On March 12, India formally asked China for emergency urea to keep its fertilizer plants running.
On March 16, China halted NPK fertilizer blend exports and extended its phosphate suspension through August.
Read that sequence again. The world’s most populous nation asked the world’s largest fertilizer producer for help. The response was a lockdown.
This is the second trap.
The first trap is Hormuz. One-third of global seaborne fertilizer trade physically blocked. Transit collapsed 97 percent. Gulf urea, ammonia, and sulfur stranded behind mines, drones, and an insurance market that has fractured beyond repair.
The second trap is China. Beijing looked at the Hormuz crisis, calculated that Gulf sulfur (over half of China’s imports) would not arrive, and made the rational decision to protect 1.4 billion of its own people first.
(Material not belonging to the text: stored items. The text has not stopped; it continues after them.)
PR #879, opened 2018-05-16
redo pending builds on launch

taquitos:
Passing in a list of branches is actually not what we wanted to do for PR checking. That only should be used when checking for commits.


snatchev:
Lets get rid of the bit that fetches `branches_to_check` as well.

PR #882, opened 2018-05-16
Close that dialog! (Add Project dialog)

nakhbari:
Issue: #713 


web/app/dashboard/add-project-dialog/add-project-dialog.component.html
```diff
@@ -46,9 +46,9 @@
   </div>
 </div>
 <div mat-dialog-actions>
-  <button mat-button>Close</button>
+  <button mat-button (click)="closeDialog()">Close</button>
```
taquitos: TIL: `(click)` is a thing

PR #885, opened 2018-05-16
Revert "Use JWTAuth Middleware to check correct authentication with t…

nakhbari:
Revert "Use JWTAuth Middleware to check correct authentication with the backend. (#872)"
This reverts commit 1a25394c1d65c8828559c75570ccf368994f7926.

The middleware auth is being applied to all routes, blocking most requests.


minuscorp (approved):
I guess it's ready to merge, although I don't know why is this blocking, it should block every viewmodel request except from logging in (as expected)

minuscorp (changes requested):
Will block this until #888 is reviewed and merged. Better that than reverting the whole auth.

taquitos:
@minuscorp / @nakhbari now that the referenced PR is merged (#888) do we still need to revert or does that fix the problem?

nakhbari:
@snatchev is working on robustification, let's close this for now

PR #889, opened 2018-05-17
Fix user enforcement [WIP]

nakhbari:
- [ ] I have tested this change locally and tried to launch the server as well as access a project, and with that at least one build
- [ ] If there is an existing issue, make sure to add `Fixes ...` as part of the PR body to refernece the issue you're solving

### DIFF
--- a/app/features-json/middleware/jwt_auth.rb
+++ b/app/features-json/middleware/jwt_auth.rb
@@ -5,7 +5,7 @@ require "jwt"
 module FastlaneCI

Strategic sulfur reserves activated. Commercial nitrogen and phosphate stocks released early. NPK blends locked down for export. Phosphate banned through August. The 725 million tonne grain target in the 15th Five-Year Plan does not bend for India’s Kharif season.
Nobody should be surprised. This is exactly what China did in 2022 when the Ukraine shock hit. It is what China will always do. And it is what every government with the capacity to hoard will do when the molecules run short. The crisis does not produce global solidarity. It produces national triage. And in national triage, the countries with domestic production and strategic reserves survive. The countries that depend on imports from those countries do not.
India has 17.7 million tonnes of fertilizer stockpiled, up 36.5 percent year-over-year. That is a buffer, not a solution. Plants are running at 60 percent capacity. The subsidy bill has been revised to 1.86 lakh crore rupees, over 40 percent of the entire subsidy budget, with urea sold at 242 rupees per bag against international prices many times higher. If Skymet’s 60% probability of below-normal monsoon materializes during Kharif, India faces a food production challenge of a severity not seen since the crisis that prompted the Green Revolution.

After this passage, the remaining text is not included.